The second application examined political opinions and the reasons behind electoral choices. Here, participants preferred interacting with a conversational agent perceived as a non-judgmental entity, rather than a human interviewer, allowing them to feel more comfortable and to freely express their views, especially on sensitive political issues. Focusing on the French legislative elections, interviews conducted a week before the elections, they show the adaptability of the conversational agent to languages other than English. The study also revealed interesting insights about political polarization. Depending on their political affiliation, voters had different views on political priorities and issues. They are attracted to specific policies as solutions to issues they consider important, rather than being guided by the general ideology of their preferred party.

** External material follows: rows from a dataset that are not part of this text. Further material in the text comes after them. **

Issue #5490, opened 2025-05-24
Annotating method with `lombok.Generated` causes parser failure


protocol7:
## What version of OpenRewrite are you using?

org.openrewrite:rewrite-core:8.53.0

## What is the smallest, simplest way to reproduce the problem?

When a method is annotated with `lombok.Generated` the parser will fail. We had this with a source code file, likely originating from [delombok](https://projectlombok.org/features/delombok). Here's a test case:

```java
  @Test
  void lombokGeneratedParsing() {
    rewriteRun(
        java(
            """
            import lombok.Generated;

            public class Foo {

              @Generated
              public void foo() {}
            }
            """));
  }
```

This fails with:

```
java.lang.AssertionError: Source file was parsed into an LST that contains non-whitespace characters in its whitespace. This is indicative of a bug in the parser.
import lombok.Generated;

public class Foo {~~(non-whitespace)~~>

  @Generated
  public void foo() {<~~}~~(non-whitespace)~~>
}<~~
	at org.openrewrite.test.RewriteTest.rewriteRun(RewriteTest.java:324)
	at org.openrewrite.test.RewriteTest.rewriteRun(RewriteTest.java:130)
	at org.openrewrite.test.RewriteTest.rewriteRun(RewriteTest.java:125)
```

In our rewrites, this generated invalid code, causing compilation failures.

timtebeek:
Thanks! That's quite unexpected usage here. I suspect it's caused by our Lombok annotation handling, but would have to run your test to see what's going on. Is this a common pattern over there or did you already phase out what limited usage there was?

e5LA:
Indeed using `@lombok.Generated` manually like this is not typical / not expected usage. 
It's intended to be added by Lombok itself to generated methods (e.g., via `@Setter`, `@Getter`, etc.).

I've checked whether there's a reliable way to distinguish between `@lombok.Generated` annotations that are applied by Lombok vs ones written manually in source code, but unfortunately, I couldn't find solution..

I hoped that `synthesized` flag could help, but seems it is `false` in both cases.

onekzy:
@timtebeek Seems I faced a similar issue.
The run of **recipe org.openrewrite.java.format.TabsAndIndents** causes deleting the **public** modifier from class marked by **lombok.Generated** annotation.
Before:
`@Generated
public class Test`

After:
`@Generated
class Test`

[...]

PR #6638, opened 2026-01-29
Fix parsing of user-written `@lombok.Generated` annotations

knutwannheden:
- Fix `isLombokGenerated()` incorrectly skipping user-written methods annotated with `@Generated` from Lombok, which caused `IllegalStateException` when Javadoc contained `${...}` placeholders
- Refactor `isLombokGenerated()` in all parser visitors (Java 8, 11, 17, 21, 25) to incorporate the source-position check directly, replacing the separate `lombokGeneratedInSource()` method. The method now returns `true` only when a tree element is Lombok-generated AND not present in the original source file.
- Extract the pure symbol check into a `hasLombokGeneratedSymbol()` static helper used internally
- Add reproduction test in `LombokTest` for #5490


rewrite-java-11/src/main/java/org/openrewrite/java/isolated/ReloadableJava11ParserVisitor.java
```diff
@@ -468,7 +468,7 @@ public J visitClass(ClassTree node, Space fmt) {
         List<Tree> membersMultiVariablesSeparated = new ArrayList<>(node.getMembers().size());
         for (Tree m : node.getMembers()) {
             // skip lombok generated trees
-            if (isLombokGenerated(m)) {
+            if (isLombokGenerated(m) && !lombokGeneratedInSource((JCTree) m)) {
```
timtebeek: It looks like we always call these two together; should we just make the source check part of the `isLombokGenerated` method then? Otherwise it might make sense to rename that to `hasLombokGeneratedAnnotation` or similar if we really want to distinguish between the two.

knutwannheden: Good call!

In the third application, we explored key factors in decision-making using the example of educational and occupational choices, particularly in STEM (science, technology, engineering and mathematics) fields and innovation careers, with a focus on understanding why certain groups are underrepresented. Consistent with previous research on this topic, financial and sociological factors (such as family, mentors, and childhood interests) were crucial, with a major role played by individual interest and passion.
Finally, ethical concerns must be mentioned. To participate in the interviews, respondents must agree to their data being seen by the firms that own the language models, which may raise privacy concerns for some participants. As smaller, local language models become increasingly capable, it is likely that high-quality interviews can be conducted with them, mitigating potential privacy issues.
This approach due to its flexibility and open-source platform, can offer researchers a new tool to conduct large-scale, rigorous interviews on a variety of topics, while allowing researchers to maintain full control over the prompt and interface. The general instructions provided to the LLM are perceived differently in terms of quality, depending on individual researchers’ preferences. The platform’s flexibility allows researchers from different schools of thought to tailor the interviews to their preferences, for example, by focusing on narratives rather than concrete examples. We propose several avenues for improvement and consider the implications of making the conversation, currently conducted via text chat, more fluid by adding a voice option.